WHAT THE EXERCISE ASKS: Scan the records below and say how many lines include the word "version", giving no other text.

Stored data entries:
'''
PR #988, opened 2021-04-30
[elements-0.18]  Add liquidv1test chainparams

stevenroose:
Backport of #982.

### DIFF
--- a/src/chainparams.cpp
+++ b/src/chainparams.cpp
@@ -542,14 +542,14 @@ class CCustomParams : public CRegTestParams {
         // ELEMENTS fields
 
         // Determines type of genesis block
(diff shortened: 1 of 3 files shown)


gwillen:
Tested this on a test network, it does what I expect (I can switch from a custom chain named "liquidv1test" to using the new liquidv1test chain, by swapping from the .11 binary to this one, and everything still works. If I change an arbitrary parameter, parentgenesisblockhash, in the definition of liquidv1test and rebuild, it fails as expected. If I override it on the commandline back to the correct value, it works again.)

(Technically I tested using my feature-liquidv1test-chainparams branch, but I checked that this appears to be just a rebase of it.)

gwillen:
At least one of the Travis builds timed out, I don't seem to have permission to re-trigger it, @stevenroose?

Issue #985, opened 2021-04-21
Add contract_hash to issueasset


allenpiscitello:
rawissueasset can be painful to work with as it requires a previously constructed transaction. This means the user must overestimate fees in the initial transaction, and may overpay.

This is mostly needed because issueasset does not support including a contract_hash, which is needed for the registry. Adding contract_hash as a parameter to issueasset will allow simpler and more efficient asset issuance for assets that will go in the registry.

PR #993, opened 2021-05-07
[elements-0.18] Support supplying contract hash to issueasset RPC

stevenroose:
Relating https://github.com/ElementsProject/elements/issues/985.

Needs forward port.

### DIFF
--- a/src/wallet/rpcwallet.cpp
+++ b/src/wallet/rpcwallet.cpp
@@ -6133,16 +6133,16 @@ UniValue issueasset(const JSONRPCRequest& request)
         return NullUniValue;
     }
 
-    if (request.fHelp || request.params.size() < 2 || request.params.size() > 3)
+    if (request.fHelp || request.params.size() < 2 || request.params.size() > 4)
         throw std::runtime_error(
             RPCHelpMan{"issueasset",
                 "\nCreate an asset. Must have funds in wallet to do so. Returns asset hex id.\n"
-                "For more fine-grained control such as non-empty contract-hashes to commit\n"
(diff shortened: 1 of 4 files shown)


src/wallet/rpcwallet.cpp
```diff
@@ -6174,6 +6174,12 @@ UniValue issueasset(const JSONRPCRequest& request)
 
     bool blind_issuances = request.params.size() < 3 || request.params[2].get_bool();
 
+    // Check for optional contract to hash into definition
+    uint256 contract_hash;
```
philippem, line 6178: ok to leave unitialized?

stevenroose: Yeah the default value is 0. I am assuming C++ calls the default constructor so that this is equivalent to `uint256 contact_hash = uint256();`..

stevenroose: Though we usually don't do that though

```
$ rgcpp "uint256 [a-z_]+;" | wc -l
147
$ rgcpp "uint256 [a-z_]+\{\};" | wc -l
6
$ rgcpp "uint256 [a-z_]+ = uint256\(\);" | wc -l
1
```

stevenroose: So would it be the same and is it more a principle difference? Or is the uninitiated actually uninitiated and random memory?

philippem:
utack

src/wallet/rpcwallet.cpp
apoelstra: It is just a principle difference but Core is increasingly moving toward using `{}` everywhere to reduce the cognitive load associated with C++ ambiguity.

PR #992, opened 2021-05-07
Update URL to download old QT SDK

gwillen:

PR #995, opened 2021-05-07
[elements 0.18]  Update URL to download old QT SDK

stevenroose:
Backport of #992.


stevenroose:
Not sure if this is needed, though. It might be so that the gitian builder scripts always take the descriptors from the master branch..

PR #1000, opened 2021-05-14
Don't embed a build-id when building libdmg-hfsplus

mword:
This is a change that is included in more advanced branches that should help with gitian reproducibility on osx.


delta1:
Reproducible builds are now done with Guix, which doesn't seem to have this issue

PR #1002, opened 2021-05-20
Implement Taproot Sighash

sanket1729:

PR #1003, opened 2021-05-21
Taproot tests using python bindings for secp256k1-zkp

sanket1729:
#1002 only implements tests for taproot sighash that spend from non-confidential txouts. Since, we do not yet have wallet support, it is not possible to use regular blinding rpcs to spend from confidential txouts. This adds support for python test framework for creating blinding transactions using bindings from @dgpv. 

@apoelstra suggested that we should not be merging these bindings here because 1) they will create platform/architecture dependency for tests. and 2) the bindings rely on .so file and we do not want to touch the build system to enforce this in CI. 

Regardless, this PR can aid in the review of #1002 or can help writing blinding/CT logic in the future too. The test has instructions on how to run it. 

The code quality of the test is not the best, but if we want to merge this I can work on improving the test. 

Marking as draft because we don't expect these tests to be merged.


apoelstra:
Now that #1002 is merged I am going to close this.

For the avoidance of doubt, this is a no-merge because it includes Python bindings to libsecp256k1-zkp which put additional system requirements on build machines, and which are forked off of a 3rd-party (Dmitry)'s project, which would mean an ongoing maintanance/syncing requirem.nt

PR #1006, opened 2021-06-03
set nNonce to Null in CoinsView

### LINKED ISSUE #1004: txout nonce is inconsistently stored in coinsview
We currently do not de/serialize the txout nonce in the `Coin` class, meaning that after restarting the node, all nonces in the utxoset are cleared, resulting in a network where everyone has an (inconsequentially) different version of the UTXO set.

Currently the nonce is not used for anything consensus-critical, but it may be in the future --- for example, we might want input nonces covered by a future sighash version --- so this is a massive footgun.

sanket1729:
Fixes #1004


apoelstra:
Closing in favor of #1008; I think the assertions are in the wrong place and I have a slightly cleaner way of nulling out the nonce.

PR #1008, opened 2021-06-08
set nNonce to Null in CoinsView

apoelstra:
Alternative to #1006 

Fixes #1003

### DIFF
--- a/src/coins.cpp
+++ b/src/coins.cpp
@@ -51,8 +51,10 @@ static inline CCoinsMapKey native_key(const COutPoint& outpoint) {
 
 CCoinsMap::iterator CCoinsViewCache::FetchCoin(const COutPoint &outpoint) const {
     CCoinsMap::iterator it = cacheCoins.find(native_key(outpoint));
-    if (it != cacheCoins.end())
+    if (it != cacheCoins.end()) {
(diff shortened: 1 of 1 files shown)


sanket1729 (approved):
utACK a70ff3cfd7a2cd349c71cd229cf7a642e6070893

apoelstra:
Lol, some of the new assertions are triggering in CI

apoelstra:
Sigh, so, the `CCoinsView` is a base class of two things -- the "UTXO set" which is saved to disk in the `coinstate/` directory, where we want to erase the nonce, and the mempool tx db, where we do **not** want to erase the nonce (and there are existing assertions that prevent us from doing so).

stevenroose:
Any update on solving this?

roconnor-blockstream:
Why don't we want to erase it from the mempool?

apoelstra:
@stevenroose no update. I think it might be practically impossible.

@roconnor-blockstream because of tangled inheritance relationships between various mempool-like structures. If you do what you're suggesting you will get far away assertion failures in consensus code where they might be meaningful.

apoelstra:
I think we should just live with this bug.

PR #996, opened 2021-05-10
[forward port] Add logging for dynafed activation and transitions

stevenroose:
Forward port and fixup of https://github.com/ElementsProject/elements/pull/994.
Closes https://github.com/ElementsProject/elements/issues/981.

PR #1009, opened 2021-06-10
Fix dynafed logging to not duplicate messages

stevenroose:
'''
RESPONSE BOX: 2